(Extracted entries begins)

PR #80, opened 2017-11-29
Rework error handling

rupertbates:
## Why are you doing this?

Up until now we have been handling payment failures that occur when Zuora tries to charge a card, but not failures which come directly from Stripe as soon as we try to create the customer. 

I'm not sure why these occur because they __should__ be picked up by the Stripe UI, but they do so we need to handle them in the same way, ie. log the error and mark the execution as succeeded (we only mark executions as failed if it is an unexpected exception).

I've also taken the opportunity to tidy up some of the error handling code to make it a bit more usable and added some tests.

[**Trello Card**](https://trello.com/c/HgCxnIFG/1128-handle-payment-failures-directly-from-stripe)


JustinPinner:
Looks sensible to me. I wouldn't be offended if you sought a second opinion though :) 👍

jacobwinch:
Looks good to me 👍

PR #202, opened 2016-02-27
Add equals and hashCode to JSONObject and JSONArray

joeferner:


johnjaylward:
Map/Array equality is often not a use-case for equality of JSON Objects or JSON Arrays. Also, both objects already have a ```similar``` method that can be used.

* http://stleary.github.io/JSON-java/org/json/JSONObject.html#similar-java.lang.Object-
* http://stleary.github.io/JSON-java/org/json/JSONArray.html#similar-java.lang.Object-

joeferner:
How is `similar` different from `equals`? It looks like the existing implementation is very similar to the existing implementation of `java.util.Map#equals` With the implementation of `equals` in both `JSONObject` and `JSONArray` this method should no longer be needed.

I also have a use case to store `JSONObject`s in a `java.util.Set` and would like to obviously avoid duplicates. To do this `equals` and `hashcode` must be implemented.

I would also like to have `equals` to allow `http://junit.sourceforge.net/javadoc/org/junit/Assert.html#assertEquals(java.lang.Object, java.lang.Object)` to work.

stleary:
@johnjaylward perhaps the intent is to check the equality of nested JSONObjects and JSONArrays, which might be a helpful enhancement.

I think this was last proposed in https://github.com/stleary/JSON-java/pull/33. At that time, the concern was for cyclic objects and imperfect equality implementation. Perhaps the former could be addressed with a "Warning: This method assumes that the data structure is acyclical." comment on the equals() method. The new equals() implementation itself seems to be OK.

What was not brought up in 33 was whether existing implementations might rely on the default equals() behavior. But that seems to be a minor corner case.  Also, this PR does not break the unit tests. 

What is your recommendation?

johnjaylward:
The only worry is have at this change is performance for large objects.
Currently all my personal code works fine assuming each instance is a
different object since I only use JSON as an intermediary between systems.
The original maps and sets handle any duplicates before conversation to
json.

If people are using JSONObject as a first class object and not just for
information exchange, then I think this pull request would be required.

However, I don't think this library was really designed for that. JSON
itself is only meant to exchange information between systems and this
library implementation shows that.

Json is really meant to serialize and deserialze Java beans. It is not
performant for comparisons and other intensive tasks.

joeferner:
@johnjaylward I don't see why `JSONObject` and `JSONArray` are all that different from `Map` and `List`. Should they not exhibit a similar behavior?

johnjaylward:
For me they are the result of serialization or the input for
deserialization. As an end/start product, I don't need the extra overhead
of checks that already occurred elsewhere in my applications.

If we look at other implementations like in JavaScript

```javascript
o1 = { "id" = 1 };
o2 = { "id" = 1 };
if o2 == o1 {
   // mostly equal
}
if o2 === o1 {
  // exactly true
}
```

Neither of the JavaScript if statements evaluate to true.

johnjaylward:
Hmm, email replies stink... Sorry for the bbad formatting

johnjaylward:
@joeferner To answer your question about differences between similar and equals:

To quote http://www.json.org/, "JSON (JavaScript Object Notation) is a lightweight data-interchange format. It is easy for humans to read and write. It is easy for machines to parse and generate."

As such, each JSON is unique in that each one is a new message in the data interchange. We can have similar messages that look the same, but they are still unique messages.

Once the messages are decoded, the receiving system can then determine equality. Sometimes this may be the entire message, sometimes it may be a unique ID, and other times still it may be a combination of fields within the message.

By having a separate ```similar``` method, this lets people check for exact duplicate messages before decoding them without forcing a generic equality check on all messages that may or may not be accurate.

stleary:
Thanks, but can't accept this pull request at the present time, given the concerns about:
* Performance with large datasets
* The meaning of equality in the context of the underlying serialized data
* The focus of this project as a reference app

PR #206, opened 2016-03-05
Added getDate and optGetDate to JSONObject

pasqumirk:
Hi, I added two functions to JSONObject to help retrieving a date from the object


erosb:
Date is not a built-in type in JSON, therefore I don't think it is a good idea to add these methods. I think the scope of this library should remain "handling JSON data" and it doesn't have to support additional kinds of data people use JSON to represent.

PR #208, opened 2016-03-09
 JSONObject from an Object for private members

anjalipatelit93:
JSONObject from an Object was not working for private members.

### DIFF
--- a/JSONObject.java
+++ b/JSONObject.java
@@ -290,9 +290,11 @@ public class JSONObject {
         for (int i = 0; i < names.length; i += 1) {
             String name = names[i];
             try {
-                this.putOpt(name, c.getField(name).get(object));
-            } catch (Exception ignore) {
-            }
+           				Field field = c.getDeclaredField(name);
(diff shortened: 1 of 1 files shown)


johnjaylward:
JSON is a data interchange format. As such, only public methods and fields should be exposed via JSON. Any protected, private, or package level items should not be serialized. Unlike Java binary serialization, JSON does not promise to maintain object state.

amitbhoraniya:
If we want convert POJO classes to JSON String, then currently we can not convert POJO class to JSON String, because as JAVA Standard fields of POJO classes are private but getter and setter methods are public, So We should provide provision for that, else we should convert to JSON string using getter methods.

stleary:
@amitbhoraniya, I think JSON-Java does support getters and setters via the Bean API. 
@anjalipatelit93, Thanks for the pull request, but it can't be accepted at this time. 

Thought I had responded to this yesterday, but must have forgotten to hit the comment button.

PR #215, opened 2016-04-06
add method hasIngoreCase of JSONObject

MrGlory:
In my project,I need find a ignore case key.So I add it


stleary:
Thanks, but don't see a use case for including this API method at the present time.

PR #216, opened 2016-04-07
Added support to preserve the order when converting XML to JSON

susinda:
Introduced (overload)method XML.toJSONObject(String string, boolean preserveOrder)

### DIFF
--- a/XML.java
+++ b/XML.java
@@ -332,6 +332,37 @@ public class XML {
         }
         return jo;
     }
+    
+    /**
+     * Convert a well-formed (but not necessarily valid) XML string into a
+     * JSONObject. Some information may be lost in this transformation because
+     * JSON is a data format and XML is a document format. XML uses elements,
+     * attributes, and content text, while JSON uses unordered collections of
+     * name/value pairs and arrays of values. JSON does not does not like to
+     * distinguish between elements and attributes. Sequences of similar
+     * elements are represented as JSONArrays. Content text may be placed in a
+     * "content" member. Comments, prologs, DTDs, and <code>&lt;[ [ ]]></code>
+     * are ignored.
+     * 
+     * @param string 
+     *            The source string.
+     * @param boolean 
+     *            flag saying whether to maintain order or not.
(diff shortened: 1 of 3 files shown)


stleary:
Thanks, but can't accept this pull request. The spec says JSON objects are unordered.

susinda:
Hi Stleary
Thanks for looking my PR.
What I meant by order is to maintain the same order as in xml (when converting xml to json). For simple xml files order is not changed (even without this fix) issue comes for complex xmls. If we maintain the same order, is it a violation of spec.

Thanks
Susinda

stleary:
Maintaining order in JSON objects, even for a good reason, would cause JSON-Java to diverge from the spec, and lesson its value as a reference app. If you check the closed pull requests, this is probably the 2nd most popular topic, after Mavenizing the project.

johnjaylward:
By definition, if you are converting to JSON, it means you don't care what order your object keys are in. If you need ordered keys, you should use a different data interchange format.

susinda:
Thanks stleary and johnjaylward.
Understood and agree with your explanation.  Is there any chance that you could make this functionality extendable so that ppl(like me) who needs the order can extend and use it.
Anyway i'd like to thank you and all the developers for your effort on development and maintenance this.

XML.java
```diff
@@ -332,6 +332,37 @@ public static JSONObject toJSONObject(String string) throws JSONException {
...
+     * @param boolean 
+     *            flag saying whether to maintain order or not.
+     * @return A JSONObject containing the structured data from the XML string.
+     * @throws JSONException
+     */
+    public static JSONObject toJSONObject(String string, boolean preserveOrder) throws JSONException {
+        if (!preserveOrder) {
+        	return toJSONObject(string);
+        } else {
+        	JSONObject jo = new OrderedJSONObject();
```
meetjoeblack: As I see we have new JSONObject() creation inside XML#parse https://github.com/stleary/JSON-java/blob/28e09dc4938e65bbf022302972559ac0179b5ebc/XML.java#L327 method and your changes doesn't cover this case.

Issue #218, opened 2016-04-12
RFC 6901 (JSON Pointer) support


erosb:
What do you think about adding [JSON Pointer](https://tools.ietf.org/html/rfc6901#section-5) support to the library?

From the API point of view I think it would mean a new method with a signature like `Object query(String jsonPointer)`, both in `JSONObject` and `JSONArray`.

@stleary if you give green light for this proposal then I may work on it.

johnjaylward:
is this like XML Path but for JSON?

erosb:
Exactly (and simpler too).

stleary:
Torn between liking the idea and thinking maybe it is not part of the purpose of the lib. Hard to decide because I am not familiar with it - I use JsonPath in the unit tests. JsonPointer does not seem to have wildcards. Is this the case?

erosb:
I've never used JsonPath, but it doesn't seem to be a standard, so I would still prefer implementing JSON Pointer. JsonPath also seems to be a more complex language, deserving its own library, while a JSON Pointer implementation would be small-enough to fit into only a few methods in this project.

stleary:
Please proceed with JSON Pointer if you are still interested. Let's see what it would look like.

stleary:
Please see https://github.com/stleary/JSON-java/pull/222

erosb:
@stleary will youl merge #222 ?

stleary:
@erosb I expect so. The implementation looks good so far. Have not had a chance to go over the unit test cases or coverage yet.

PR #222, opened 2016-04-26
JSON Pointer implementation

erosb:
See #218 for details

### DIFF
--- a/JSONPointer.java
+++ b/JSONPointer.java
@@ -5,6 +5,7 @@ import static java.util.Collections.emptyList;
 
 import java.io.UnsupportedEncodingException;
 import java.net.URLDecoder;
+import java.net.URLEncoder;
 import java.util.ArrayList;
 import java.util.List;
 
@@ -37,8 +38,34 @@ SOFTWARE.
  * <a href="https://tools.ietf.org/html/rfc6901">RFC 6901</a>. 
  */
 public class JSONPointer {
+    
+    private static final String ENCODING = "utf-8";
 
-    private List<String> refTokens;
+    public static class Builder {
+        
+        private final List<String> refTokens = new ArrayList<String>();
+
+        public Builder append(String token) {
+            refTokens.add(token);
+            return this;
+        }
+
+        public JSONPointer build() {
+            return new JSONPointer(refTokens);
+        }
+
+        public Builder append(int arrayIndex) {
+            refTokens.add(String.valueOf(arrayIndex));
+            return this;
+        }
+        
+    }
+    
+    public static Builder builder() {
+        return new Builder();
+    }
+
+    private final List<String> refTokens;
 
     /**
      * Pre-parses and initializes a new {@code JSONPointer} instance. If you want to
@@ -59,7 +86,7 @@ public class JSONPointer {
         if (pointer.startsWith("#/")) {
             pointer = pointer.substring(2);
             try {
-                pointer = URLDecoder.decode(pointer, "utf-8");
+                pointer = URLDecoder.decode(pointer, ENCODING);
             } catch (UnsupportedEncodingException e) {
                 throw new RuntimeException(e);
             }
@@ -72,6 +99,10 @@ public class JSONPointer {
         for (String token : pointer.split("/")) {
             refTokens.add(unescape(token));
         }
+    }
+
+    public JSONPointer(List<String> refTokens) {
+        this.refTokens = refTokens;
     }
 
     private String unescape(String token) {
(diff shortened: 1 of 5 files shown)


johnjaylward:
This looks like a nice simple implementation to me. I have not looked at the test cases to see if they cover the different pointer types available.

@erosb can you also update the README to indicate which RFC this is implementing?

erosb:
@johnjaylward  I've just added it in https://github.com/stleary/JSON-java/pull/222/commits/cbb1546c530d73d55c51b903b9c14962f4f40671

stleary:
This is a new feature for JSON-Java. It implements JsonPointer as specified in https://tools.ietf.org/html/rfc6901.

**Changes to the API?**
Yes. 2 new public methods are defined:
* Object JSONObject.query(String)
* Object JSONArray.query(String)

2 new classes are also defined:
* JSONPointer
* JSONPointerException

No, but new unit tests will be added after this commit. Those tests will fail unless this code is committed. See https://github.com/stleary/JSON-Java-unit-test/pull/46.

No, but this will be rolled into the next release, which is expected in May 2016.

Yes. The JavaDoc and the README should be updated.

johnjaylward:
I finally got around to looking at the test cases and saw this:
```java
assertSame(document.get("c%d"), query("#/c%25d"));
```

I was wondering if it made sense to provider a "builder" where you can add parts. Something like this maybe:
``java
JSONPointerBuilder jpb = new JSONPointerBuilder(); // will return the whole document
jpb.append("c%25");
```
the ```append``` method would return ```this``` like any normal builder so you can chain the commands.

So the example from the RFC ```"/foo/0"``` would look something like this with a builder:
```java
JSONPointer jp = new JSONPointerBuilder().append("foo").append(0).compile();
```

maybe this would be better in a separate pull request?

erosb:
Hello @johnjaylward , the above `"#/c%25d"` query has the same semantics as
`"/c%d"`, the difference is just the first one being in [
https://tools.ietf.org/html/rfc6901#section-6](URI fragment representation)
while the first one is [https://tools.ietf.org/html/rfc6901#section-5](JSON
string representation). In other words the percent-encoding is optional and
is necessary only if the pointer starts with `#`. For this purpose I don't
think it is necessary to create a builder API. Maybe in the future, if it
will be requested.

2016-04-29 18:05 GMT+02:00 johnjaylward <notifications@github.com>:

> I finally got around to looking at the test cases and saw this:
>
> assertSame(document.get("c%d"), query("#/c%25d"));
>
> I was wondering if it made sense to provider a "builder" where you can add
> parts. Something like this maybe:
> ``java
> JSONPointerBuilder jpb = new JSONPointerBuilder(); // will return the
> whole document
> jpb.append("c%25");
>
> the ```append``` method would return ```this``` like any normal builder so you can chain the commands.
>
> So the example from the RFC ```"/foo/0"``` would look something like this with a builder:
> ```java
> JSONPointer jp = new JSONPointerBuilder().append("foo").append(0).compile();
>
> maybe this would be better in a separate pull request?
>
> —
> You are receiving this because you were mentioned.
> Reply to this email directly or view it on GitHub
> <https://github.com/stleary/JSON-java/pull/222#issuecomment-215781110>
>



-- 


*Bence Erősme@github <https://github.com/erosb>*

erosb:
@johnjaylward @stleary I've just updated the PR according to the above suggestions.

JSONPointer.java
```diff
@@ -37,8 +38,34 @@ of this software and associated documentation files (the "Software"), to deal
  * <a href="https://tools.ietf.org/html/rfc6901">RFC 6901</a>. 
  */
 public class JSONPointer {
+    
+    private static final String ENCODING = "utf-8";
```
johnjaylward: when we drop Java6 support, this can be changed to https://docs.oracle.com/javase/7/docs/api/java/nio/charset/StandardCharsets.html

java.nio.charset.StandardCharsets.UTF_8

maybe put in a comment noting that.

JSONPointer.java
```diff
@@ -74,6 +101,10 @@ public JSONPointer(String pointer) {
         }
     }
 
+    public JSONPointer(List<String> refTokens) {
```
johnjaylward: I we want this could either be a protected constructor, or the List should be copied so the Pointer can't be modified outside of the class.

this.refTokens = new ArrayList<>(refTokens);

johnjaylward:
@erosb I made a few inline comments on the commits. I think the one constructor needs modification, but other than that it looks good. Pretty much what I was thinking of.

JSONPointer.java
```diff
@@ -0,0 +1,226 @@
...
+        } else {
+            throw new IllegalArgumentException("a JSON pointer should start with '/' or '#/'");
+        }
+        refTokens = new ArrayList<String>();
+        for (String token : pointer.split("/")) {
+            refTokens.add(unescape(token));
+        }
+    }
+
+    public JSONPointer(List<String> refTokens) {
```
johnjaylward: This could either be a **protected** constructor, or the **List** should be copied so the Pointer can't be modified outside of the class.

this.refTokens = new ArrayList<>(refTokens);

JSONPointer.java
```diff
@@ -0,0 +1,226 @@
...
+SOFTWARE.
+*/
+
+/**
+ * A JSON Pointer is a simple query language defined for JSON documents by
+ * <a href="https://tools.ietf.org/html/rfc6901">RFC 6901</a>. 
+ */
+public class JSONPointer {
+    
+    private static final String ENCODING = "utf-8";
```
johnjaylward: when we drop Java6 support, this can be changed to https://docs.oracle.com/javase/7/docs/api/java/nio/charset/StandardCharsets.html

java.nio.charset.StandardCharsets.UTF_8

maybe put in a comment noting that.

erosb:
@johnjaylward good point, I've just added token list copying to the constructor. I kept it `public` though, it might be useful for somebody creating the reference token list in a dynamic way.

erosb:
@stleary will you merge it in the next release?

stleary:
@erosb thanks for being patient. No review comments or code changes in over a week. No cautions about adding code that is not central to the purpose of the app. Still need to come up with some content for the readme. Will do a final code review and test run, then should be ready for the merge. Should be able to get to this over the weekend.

(Extracted entries ends)

• _Problem to work on_: Lines of the material may hold the string "representation". Copy each one that does.

• _Solution_:
https://tools.ietf.org/html/rfc6901#section-6](URI fragment representation)
string representation). In other words the percent-encoding is optional and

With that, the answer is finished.